The Basajaun sat behind my desk, running its long hairy fingers up and down the shaft of a hefty looking axe.
“Hey,” I said. I’d read about Basajauns, but this was my first in the incredibly hairy flesh. He—at least I think it was a he, it’s a little hard to tell with all that reddish brown hair hanging down to its knees—was close to seven feet tall. Or would be if it stood up straight. Still, when it rose from behind my desk, shoulders hunched and shambling, it was easily a foot taller than me.
It nodded and held out the axe, handle first. Lovely, a Basque Lord of the Woods who believed in Safety First. I took the axe. “Thanks.”
It nodded and headed toward the door. “Whoa, big fella! Where am I taking this?” It was one thing not to look a gift Basajaun in the mouth; it was another to take its axe without knowing what I was supposed to do with it.
“Ginnar.” It turned back toward the door.
“Help me out, big guy. Is that a place or a person?”
“Dwarf.” So, a supernatural creature of few words. I was down with that.
“You want a return receipt?”
It stared at me. At least, I think it did. It was hard to tell with the hair. It shook its head slowly and opened the door to my office.
I heard a high-pitched scream from the other side of the door and ran.
I was too late.
The Basajaun was backed into a corner, hands thrown up in front of its face.
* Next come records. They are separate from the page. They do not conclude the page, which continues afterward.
PR #515, opened 2021-11-06
Create one session/telemetry configuration per run

eddynaka:
# Description:

When we changed from single thread to multi-thread application, the reporting rule started to behave differently:
- many configurations were being created
- many sessions were being created
- hash wasn't showing correctly since the hash isn't calculated previously

# Fixes:

This PR will fix the following issues:
- session/telemetry objects should not be overridden if already exists
- session/telemetry objects should be created only once (even in a multithread environment)
- hash should have a reference to the context since it will be only created once we start loading a specific file

### DIFF
--- a/src/BinSkim.Sdk/CompilerDataLogger.cs
+++ b/src/BinSkim.Sdk/CompilerDataLogger.cs
@@ -274,7 +274,7 @@ namespace Microsoft.CodeAnalysis.IL.Sdk
             }
             else
             {
-                Console.WriteLine(summary.ToString());
+                Console.WriteLine(summary);
             }
         }
 
--- a/src/BinSkim.Sdk/CompilerDataLogger.cs
+++ b/src/BinSkim.Sdk/CompilerDataLogger.cs
@@ -20,14 +20,18 @@ namespace Microsoft.CodeAnalysis.IL.Sdk
         private const string CommandLineEventName = "CommandLineInformation";
         private const string AssemblyReferencesEventName = "AssemblyReferencesInformation";
 
-        private readonly int ChunkSize;
-        private readonly string sha256;
-        private readonly string relativeFilePath;
+        private string Sha256 => context?.Hashes?.Sha256;
 
-        private static string s_sessionId;
+        private readonly int chunkSize;
+        private readonly string relativeFilePath;
+        private readonly IAnalysisContext context;
+
+        internal static string s_sessionId;
         private static bool s_printHeader = true;
         private static TelemetryClient s_telemetryClient;
         private static TelemetryConfiguration s_telemetryConfiguration;
+
+        private static readonly object s_syncRoot = new object();
 
         public static bool TelemetryEnabled => s_telemetryClient != null;
 
@@ -37,10 +41,10 @@ namespace Microsoft.CodeAnalysis.IL.Sdk
                                   TelemetryClient telemetryClient = null,
                                   int chunkSize = 8192)
         {
-            s_telemetryConfiguration = telemetryConfiguration;
-            s_telemetryClient = telemetryClient;
-            s_sessionId = TelemetryEnabled ? Guid.NewGuid().ToString() : null;
-            ChunkSize = chunkSize;
+            s_telemetryConfiguration ??= telemetryConfiguration;
+            s_telemetryClient ??= telemetryClient;
+            s_sessionId ??= Guid.NewGuid().ToString();
+            this.chunkSize = chunkSize;
 
             if (!TelemetryEnabled)
             {
@@ -58,7 +62,7 @@ namespace Microsoft.CodeAnalysis.IL.Sdk
                 }
             }
 
-            this.sha256 = analysisContext?.Hashes?.Sha256 ?? string.Empty;
+            this.context = analysisContext;
             this.relativeFilePath = analysisContext?.TargetUri?.LocalPath ?? string.Empty;
 
             foreach (string path in targetFileSpecifiers)
@@ -77,9 +81,15 @@ namespace Microsoft.CodeAnalysis.IL.Sdk
         {
             if (s_telemetryConfiguration == null && s_telemetryClient == null)
             {
-                s_sessionId = Guid.NewGuid().ToString();
-                s_telemetryConfiguration = new TelemetryConfiguration(instrumentationKey);
-                s_telemetryClient = new TelemetryClient(s_telemetryConfiguration);
+                lock (s_syncRoot)
+                {
+                    if (s_telemetryConfiguration == null && s_telemetryClient == null)
+                    {
+                        s_sessionId = Guid.NewGuid().ToString();
+                        s_telemetryConfiguration = new TelemetryConfiguration(instrumentationKey);
+                        s_telemetryClient = new TelemetryClient(s_telemetryConfiguration);
+                    }
+                }
             }
         }
 
@@ -152,7 +162,7 @@ namespace Microsoft.CodeAnalysis.IL.Sdk
                     { "moduleName", compilerData.ModuleName ?? string.Empty },
                     { "moduleLibrary", (compilerData.ModuleName == compilerData.ModuleLibrary ? string.Empty : compilerData.ModuleLibrary ?? string.Empty) },
                     { "sessionId", s_sessionId },
-                    { "hash", this.sha256 },
+                    { "hash", this.Sha256 },
                     { "error", string.Empty }
                 };
 
@@ -183,7 +193,7 @@ namespace Microsoft.CodeAnalysis.IL.Sdk
             }
             else
             {
-                string log = $"{this.relativeFilePath},{compilerData},{this.sha256},";
+                string log = $"{this.relativeFilePath},{compilerData},{this.Sha256},";
                 Console.WriteLine(log);
             }
         }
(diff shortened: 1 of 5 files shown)


src/BinSkim.Sdk/CompilerDataLogger.cs
```diff
@@ -20,15 +20,19 @@
         private const string CommandLineEventName = "CommandLineInformation";
         private const string AssemblyReferencesEventName = "AssemblyReferencesInformation";
 
-        private readonly int ChunkSize;
-        private readonly string sha256;
+        private string Sha256 => context?.Hashes?.Sha256;
```
eddynaka, line 23: >context?.Hashes?.Sha256 [](http://example.com/codeflow?start=33&length=23)

since we changed how hashes are generated, we should make a reference for the context so we will have the correct value of the hash when needed.

src/BinSkim.Sdk/CompilerDataLogger.cs
```diff
@@ -75,12 +79,18 @@
~
~        public static void Initialize(string instrumentationKey)
         {
             if (s_telemetryConfiguration == null && s_telemetryClient == null)
             {
-                s_sessionId = Guid.NewGuid().ToString();
-                s_telemetryConfiguration = new TelemetryConfiguration(instrumentationKey);
```
eddynaka, line 81: >s_syncRoot [](http://example.com/codeflow?start=22&length=10)

we should synchronize the telemetry creation to create one telemetry and one session

src/BinSkim.Sdk/CompilerDataLogger.cs
```diff
@@ -37,10 +41,10 @@
                                   TelemetryClient telemetryClient = null,
                                   int chunkSize = 8192)
         {
-            s_telemetryConfiguration = telemetryConfiguration;
-            s_telemetryClient = telemetryClient;
-            s_sessionId = TelemetryEnabled ? Guid.NewGuid().ToString() : null;
-            ChunkSize = chunkSize;
+            s_telemetryConfiguration ??= telemetryConfiguration;
```
eddynaka, line 44: >telemetryConfiguration [](http://example.com/codeflow?start=41&length=22)

we should only use telemetryConfiguration/telemetryClient if the respective static value is null. This should only be used during tests.

src/BinSkim.Sdk/CompilerDataLogger.cs
```diff
@@ -20,15 +20,19 @@ public class CompilerDataLogger
         private const string CommandLineEventName = "CommandLineInformation";
         private const string AssemblyReferencesEventName = "AssemblyReferencesInformation";
 
-        private readonly int ChunkSize;
-        private readonly string sha256;
+        private string Sha256 => context?.Hashes?.Sha256;
```
michaelcfanning, line 23: >context [](http://example.com/codeflow?start=33&length=7)

the code previously seemed to return string.empty in the null case, is that still required or is it ok to drop it?

src/BinSkim.Sdk/CompilerDataLogger.cs
```diff
@@ -20,15 +20,19 @@ public class CompilerDataLogger
...
+
+        private readonly int chunkSize;
         private readonly string relativeFilePath;
+        private readonly IAnalysisContext context;
 
-        private static string s_sessionId;
+        internal static string s_sessionId;
```
michaelcfanning, line 29: >internal [](http://example.com/codeflow?start=8&length=8)

please pull aside all the internal static properties (that are overridden by tests)  and group them together. 

we do this to improve the readability of code, i.e., that accessibility is a clue to the maintainer there is a special external caller (our tests) that update these values.

make sense? you are future-proofing this code to help whoever comes along when those tests fail.

src/BinSkim.Sdk/CompilerDataLogger.cs
```diff
@@ -77,9 +81,15 @@ public static void Initialize(string instrumentationKey)
         {
             if (s_telemetryConfiguration == null && s_telemetryClient == null)
             {
-                s_sessionId = Guid.NewGuid().ToString();
-                s_telemetryConfiguration = new TelemetryConfiguration(instrumentationKey);
-                s_telemetryClient = new TelemetryClient(s_telemetryConfiguration);
+                lock (s_syncRoot)
+                {
+                    if (s_telemetryConfiguration == null && s_telemetryClient == null)
```
michaelcfanning, line 86: >s_telemetryClient [](http://example.com/codeflow?start=60&length=17)

I don't understand the visibility of things in your class, why is s_sessionId internal but s_telemetry not?

Why is it ok to allow s_sessionId to be overridden by tests but then overwritten again if these two values are null?

src/BinSkim.Sdk/CompilerDataLogger.cs
```diff
@@ -264,17 +274,24 @@ public static void Summarize(AnalysisSummary summary)
...
             else
             {
-                Console.WriteLine(summary.ToString());
+                Console.WriteLine(summary);
             }
         }
 
+        internal static void Reset()
+        {
+            s_sessionId = null;
```
michaelcfanning, line 283: >s_sessionId [](http://example.com/codeflow?start=12&length=11)

why don't you lock here?

src/BinSkim.Sdk/Properties/AssemblyInfo.cs
```diff
@@ -2,6 +2,9 @@
 // Licensed under the MIT license. See LICENSE file in the project root for full license information.
 
 using System.Reflection;
+using System.Runtime.CompilerServices;
 
 [assembly: AssemblyTitle("BinSkim SDK")]
 [assembly: AssemblyDescription("BinSkim SDK and utilities for authoring analysis checks")]
+
+[assembly: InternalsVisibleTo("Test.UnitTests.BinSkim.Driver")]
```
michaelcfanning, line 10: >UnitTests [](http://example.com/codeflow?start=36&length=9)

you added this to the wrong file, it should be in Shared\AssemblyInfo.cs

src/BinSkim.Sdk/CompilerDataLogger.cs
eddynaka: when we send a null to AppInsights, it won't render the key value pair. If we try to print it in console, a null is showed as an empty string.

so, in this case, we don't need to create a default to empty

src/BinSkim.Sdk/Properties/AssemblyInfo.cs
eddynaka: fixed!
thanks!

src/BinSkim.Sdk/CompilerDataLogger.cs
eddynaka: Added some docs in this method. We don't need a lock because it will only be called during tests.
All the tests that requires this aren't running in parallel.

src/BinSkim.Sdk/CompilerDataLogger.cs
eddynaka: session/configuration/client can be injected using the constructor but the session is always defined when we have the telemetry enabled.

It's why we don't need to make the configuration/client internal.

src/BinSkim.Sdk/CompilerDataLogger.cs
eddynaka: Got it!
thanks for the feedback!

src/BinSkim.Sdk/CompilerDataLogger.cs
```diff
@@ -77,9 +81,15 @@ public static void Initialize(string instrumentationKey)
         {
             if (s_telemetryConfiguration == null && s_telemetryClient == null)
             {
-                s_sessionId = Guid.NewGuid().ToString();
-                s_telemetryConfiguration = new TelemetryConfiguration(instrumentationKey);
-                s_telemetryClient = new TelemetryClient(s_telemetryConfiguration);
+                lock (s_syncRoot)
```
eddynaka, line 84: when we changed from single thread to multi thread, we started to create multiple configurations/clients/sessions.

With that in mind, we must synchronize the threads to prevent this behavior.

src/BinSkim.Sdk/CompilerDataLogger.cs
```diff
@@ -20,14 +20,18 @@ public class CompilerDataLogger
...
+        private string Sha256 => context?.Hashes?.Sha256;
+
+        private readonly int chunkSize;
         private readonly string relativeFilePath;
+        private readonly IAnalysisContext context;
+
+        internal static string s_sessionId;
 
-        private static string s_sessionId;
         private static bool s_printHeader = true;
```
michaelcfanning, line 31: >private static bool s_printHeader = true; [](http://example.com/codeflow?start=8&length=41)

add private static ctor, all static initialization is explicit in a common place.

src/BinSkim.Sdk/CompilerDataLogger.cs
```diff
@@ -20,14 +20,18 @@ public class CompilerDataLogger
         private const string CommandLineEventName = "CommandLineInformation";
         private const string AssemblyReferencesEventName = "AssemblyReferencesInformation";
 
-        private readonly int ChunkSize;
-        private readonly string sha256;
+        private string Sha256 => context?.Hashes?.Sha256;
+
+        private readonly int chunkSize;
         private readonly string relativeFilePath;
```
michaelcfanning, line 26: >relativeFilePath [](http://example.com/codeflow?start=32&length=16)

just retrieve this from the context as you do hashes

src/BinSkim.Sdk/CompilerDataLogger.cs
```diff
@@ -37,10 +41,10 @@ public class CompilerDataLogger
                                   TelemetryClient telemetryClient = null,
                                   int chunkSize = 8192)
         {
-            s_telemetryConfiguration = telemetryConfiguration;
-            s_telemetryClient = telemetryClient;
-            s_sessionId = TelemetryEnabled ? Guid.NewGuid().ToString() : null;
-            ChunkSize = chunkSize;
+            s_telemetryConfiguration ??= telemetryConfiguration;
```
michaelcfanning, line 44: >s_telemetryConfiguration ??= telemetryConfiguration [](http://example.com/codeflow?start=12&length=51)

ensure both are null or non-null in the ctor.

PR #523, opened 2021-11-11
Releasing stable version v1.9.0

eddynaka:
This PR is making the proper changes for us to release a new version that contains all binaries signed + the fix about the session.


michaelcfanning (approved):
:shipit:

Advancing on it was all three foot two inches of a very determined Parvinder Gundar. I’d be frightened, too, if she was going after me. That is one resolute seven-year-old.
I jumped in front of her. “It’s okay, Parvinder. He’s with me.”
“What is he?” She scowled up at me.
“Yes. What is that thing?” Parvinder’s mother demanded from on top of the chair that she’d apparently jumped on.
Think fast, Melina. Think fast.
“He’s, uh, a character I’ve been thinking of hiring. You know, for birthday parties. Too scary?” I mustered up my brightest smile, which didn’t hold a candle to Sophie’s, but you had to go with what you had, right?
“He smells funny.” Parvinder stopped advancing.
I sniffed. She was right. He smelled like the slightly rotten layer of pine needles that lay on most forest floors. “Good point.” I turned to the Basajaun and pointed toward the back door. “Go out that way. Next time you come for a job interview, take a shower first.”
It shambled away across the mat. I took a deep breath and tried to relax.
Mrs. Gundar stepped down off the chair and smiled at me. “You’re going to do birthday parties? We were just wondering what to do for Parvinder’s party next month. What do you charge?”
Please, someone, kill me now.
 
 
A LITTLE OVER TWO HOURS LATER, SOPHIE AND I HAD USHERED out both the Beginning and Advanced Little Dragons. We had about two hours for lunch and then the sparring classes for teenagers and adults would start. Saying good-bye to the parents and kids, I felt yet another jab. I used to stand where Sophie stood now, a step back from Mae. Now I had to stand in Mae’s place.